[Records excerpted from a collection]

Segment Open

PR #30, opened 2021-03-16
Create config options for ports in values file

matoszz:
Creates a ports section / mappings to allow for each section to be toggle on/off, as well as the ports themselves to change. Modifies both the service and deployment

### DIFF
--- a/opentelemetry-collector/values.yaml
+++ b/opentelemetry-collector/values.yaml
@@ -83,6 +83,33 @@ service:
   type: ClusterIP
   annotations: {}
 
+ports: # configures both service, and deployment
+  otlp:
+    enabled: true
+    containerPort: 55681 # new port could also be 4317
+    servicePort: 55681
+    protocol: TCP
+  otlp-http:
+    enabled: true
+    containerPort: 55681 # http server starts up on 55681
+    servicePort: 55681
+    protocol: TCP
+  jaeger-thrift:
+    enabled: true
+    containerPort: 14268
+    servicePort: 14268
+    protocol: TCP
+  jaeger-grpc:
+    enabled: true
+    containerPort: 14250
+    servicePort: 14250
+    protocol: TCP
+  zipkin:
+    enabled: true
+    containerPort: 9411
+    servicePort: 9411
+    protocol: TCP
+
 # Resource memory limits should be modified in conjunction with memory_limiter processor
 resources: 
   limits:
--- a/opentelemetry-collector/values.yaml
+++ b/opentelemetry-collector/values.yaml
@@ -86,18 +86,33 @@ service:
 ports: # configures both service, and deployment
   otlp:
     enabled: true
-    containerPort: 55681 # new port could also be 4317
-    servicePort: 55681
+    containerPort: 55680 # "legacy" port for backwards compatibility
+    servicePort: 55680
     protocol: TCP
   otlp-http:
     enabled: true
     containerPort: 55681 # http server starts up on 55681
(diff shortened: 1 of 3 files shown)


opentelemetry-collector/values.yaml
```diff
@@ -83,6 +83,33 @@ service:
   type: ClusterIP
   annotations: {}
 
+ports: # configures both service, and deployment
+  otlp:
+    enabled: true
+    containerPort: 55681 # new port could also be 4317
```
puckpuck, line 89: I believe this should be `4317` for GRPC.  We should also add the legacyGRPC port of `55680` since many are still using it, and the collector will create the legacy port on startup if OTLP GRPC is configured.
https://github.com/open-telemetry/opentelemetry-collector/blob/main/receiver/otlpreceiver/otlp.go#L130

opentelemetry-collector/values.yaml
```diff
@@ -83,6 +83,33 @@ service:
...
+    enabled: true
+    containerPort: 14268
+    servicePort: 14268
+    protocol: TCP
+  jaeger-grpc:
+    enabled: true
+    containerPort: 14250
+    servicePort: 14250
+    protocol: TCP
+  zipkin:
```
puckpuck, line 107: This may also be an opportunity to add the other not so popular Jaeger ports/formats for `thrift_binary` and `thrift_compact` which are ports: 6832 and 6831 respectively.
https://github.com/open-telemetry/opentelemetry-collector/blob/main/receiver/jaegerreceiver/README.md

opentelemetry-collector/values.yaml
matoszz: do you want to own trying to maintain all the port mappings? the struct in the values file can be extended arbitrarily, so users can simply create / append new blocks as needed given it's a `range` over the top level and maps it out by `$key`

opentelemetry-collector/values.yaml
matoszz: mentioned this above, but the more common pattern (from my experience) is to put stock values / examples in the `values` file of the chart but make it an array or method that could be extended. This PR for my purposes is such that I'm creating a values entry in a private repo and pinning this chart to this uptream, where I can add name / port mappings that can override and/or extend the defaults provided

puckpuck: What we want to make sure is all the default ports that the collector will listen on for OTLP, Jaeger, and Zipkin are enabled by default when someone does a simple install using `helm install ... --set ...` (no values file supplied)

The collector has long been an an odd state, where these 3 receivers are enabled by default but not all ports to use them are opened for it.

opentelemetry-collector/values.yaml
puckpuck: Right now, this PR will break existing setups that expect port 55680 to be opened by default for OTLP GRPC. So most certainly we need to add the legacyGRPC port.

Since OpenTelemetry is moving to 4317 for GRPC, we should adopt that here as well to be forward compatible.

puckpuck (approved):
I made a small change to the port names to accommodate 15 character limits.  All else works great.

matoszz:
thanks for the quick review @puckpuck

matoszz:
@puckpuck do you need to create a new release version for this config to be used? I'm weirdly not seeing it leveraging the same chart version

puckpuck:
@matoszz the current way this repo is setup, it does require another PR to create a chart release. We are hoping to make this automated very soon with #29

PR #32, opened 2021-03-30
release new packed otel collector

matoszz:
Hello - I had created a [PR](https://github.com/honeycombio/helm-charts/pull/30) for some port configuration options related to the otel collector, and we have our charts setup internally to pin to the upstream (instead of doing a `helm install`) which means to get the new configuration options, I need the bundled up charts in the index to pull successfully and apply the configuration options. 

I believed I followed all the steps based on historical PR's in this repo, but didn't want to assume there should be a minor version increment over simply packaging up the current changes in main. Happy to bump the minor release version also. Let me know if there's anything missing.


puckpuck:
Our Helm chart release process is working and the opentelemetry-collector chart was just released through that process.  You can now get the latest chart after doing a `helm repo update` 

Closing this PR.

Issue #540, opened 2022-02-09
[PROPOSAL] class! macro


ranfdev:
## Motivation

#494 adds a way to declare properties on the private, implementation struct. In the future, we also want to add signals declaration using macros.
It would be nice being able to generate the corresponding `connect_{signal}` and `set_{property}` methods on the external, wrapper struct.

It's not possible to share data between macros. Right now, (on #494) object properties and signals (still missing) are declared on a `derive` macro. It's not possible to list the properties and signals obtained by that macro and then reuse that list to implement the corresponding `connect_{signal}` and `set_{property}` methods.

## Proposal

I propose adding a `class!` macro which should:
- accept a declaration of properties and signals
- generate the required `ObjectSubclass` implementation
- generate the required `ObjectImpl` on the private struct
- generate the external wrapper struct
- generate the corresponding `connect_` and `set_property_` methods on the wrapper struct.

I propose the following syntax
```rust
        class! {
            const GTYPE_NAME: &'static str = "MyButton";
            class Button extends [gtk::Button], implements [gtk::ActionMap] {
                #[prop(get, set)]
                label: gtk::Label,
            }
            impl Button {
                #[signal]
                pub fn clicked(&self) {};
            }
        }

```

sdroege:
> How would that handle interior mutability? There are many options and that probably should be configurable somehow.

To add to this, how would the implementation access the field values?

ranfdev:
> To add to this, how would the implementation access the field values?

Whoops, that line should have said
```rust
label: RefCell<gtk::Label>,
```

And that works as it does on the current #494 PR

ranfdev:
And yes, I've looked at the work done in https://gitlab.gnome.org/federico/gnome-class. It's a nice work and a great resource.

sdroege:
Where would the `impl` blocks for the private and public struct be put here, and the `impl` blocks for the parent class' `Impl` traits?

Ideally you would have as little code as possible inside the macro to make things easier for tooling.

bilelmoussaoui:
This sounds like a good idea, but overall I believe before trying to build something that would be super complex, having the building blocks handled separately would simplify writing/reviewing/testing such macro. 
Currently, the most verbose part of creating gobjects is 
- the object properties 
- the object signals
- virtual functions. this will probably need separate handling between the two uses cases: applications and libraries. 

[...]

PR #546, opened 2022-02-14
WIP: add ObjectPropsImpl, ObjectSignalsImpl, ObjectContructImpl

ranfdev:
CC: @bilelmoussaoui  
I can't find a solution to this.
The user can't implement just one of `ObjectPropsImpl`, `ObjectSignalsImpl`, `ObjectContructImpl`.
It has to implement them all, or nothing. Which doesn't make sense.

I can't get them to work separately, because `IsSubclassable::class_init` requires a full `ObjectImpl` with every method defined.

I feel we need to edit  `IsSubclassable::class_init` if we want to split the `ObjectImpl`.

### DIFF
--- a/glib/src/subclass/mod.rs
+++ b/glib/src/subclass/mod.rs
@@ -266,7 +266,7 @@ pub mod prelude {
     //! Prelude that re-exports all important traits from this crate.
     pub use super::boxed::BoxedType;
     pub use super::interface::{ObjectInterface, ObjectInterfaceExt, ObjectInterfaceType};
-    pub use super::object::{ObjectClassSubclassExt, ObjectImpl, ObjectImplExt};
+    pub use super::object::{ObjectClassSubclassExt, ObjectImpl, ObjectPropsImpl, ObjectSignalsImpl, ObjectConstructImpl, ObjectImplExt};
     pub use super::shared::{RefCounted, SharedType};
     pub use super::types::{
         ClassStruct, InstanceStruct, IsImplementable, IsSubclassable, IsSubclassableExt,
--- a/glib/src/subclass/object.rs
+++ b/glib/src/subclass/object.rs
@@ -11,6 +11,51 @@ use crate::{Cast, Object, ObjectType, ParamSpec, Value};
 use std::mem;
 use std::ptr;
 
+
+pub trait ObjectPropsImpl: ObjectSubclass {
+    // rustdoc-stripper-ignore-next
+    /// Properties installed for this type.
+    fn properties() -> &'static [ParamSpec];
+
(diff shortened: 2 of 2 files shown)


bilelmoussaoui:
is there a reason for keeping the ObjectImpl trait? also, you could probably provide default implementation of all those functions so you don't have to implement them directly

bilelmoussaoui:
My idea was to actually move the functions from the ObjectImpl trait, not make the ObjectImpl trait require another trait implementation

sdroege:
> is there a reason for keeping the ObjectImpl trait? also, you could probably provide default implementation of all those functions so you don't have to implement them directly

(I didn't review anything yet) It would be good to keep `ObjectImpl` as a "combined" trait so there's a single one in the dependency hierarchy, just like we have for all the other `Impl` traits. For consistency reasons.

Also it would be great if we could try to keep the changes as small as possible so that not a lot of non-trivial changes are needed to all the code out there that is already making use of subclassing :)

ranfdev:
There are many traits that require a full `ObjectImpl`, so I don't know if splitting the traits is a good idea at all. 

What if we discard this PR and instead the `Props` and `Signals` macros simply generate two new traits `imp::Props` and `imp::Signals`?
The user then needs to manually implement `ObjectImpl` (delegating every method to the corresponding generated traits), but this last step will be eliminated once we implement a full `class!` macro (#540). By doing this we are also sure to not break any existing code.

sdroege:
> There are many traits that require a full `ObjectImpl`, so I don't know if splitting the traits is a good idea at all.

There could be a

```rust
pub trait ObjectImpl: All + The + Split + Traits { }
impl<T: All + The + Split + Traits> ObjectImpl for T {}
```

but that's probably more confusing than it helps?

> The user then needs to manually implement `ObjectImpl` (delegating every method to the corresponding generated traits), but this last step will be eliminated once we implement a full `class!` macro (#540).

That was my original idea when thinking about how to provide such APIs for signals/properties. I think that's not very bad: as you say, with a full `class!` macro that's not really a problem anymore and also until then we could provide a convenience macro that does exactly that (either as attribute macro or as function-style macro that just expands to that code).

bilelmoussaoui:
Thinking about this one for a bit, I forgot the use case of GtkEditable which makes use of `delegate_get_property` / `delegate_set_property` functions, see https://github.com/gtk-rs/gtk4-rs/blob/master/examples/custom_editable/custom_editable/imp.rs#L61

So maybe it is not a bad idea after all to generate a new trait called `ObjectPropertiesImpl` and we expect people to call `ObjectPropertiesImpl::property` / ObjectProperties::set_property` there.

Segment Closed

■ GOAL OF THE EXERCISE
Give the number of lines in the records that contain the string "Label", and nothing besides.

■ FINAL ANSWER
2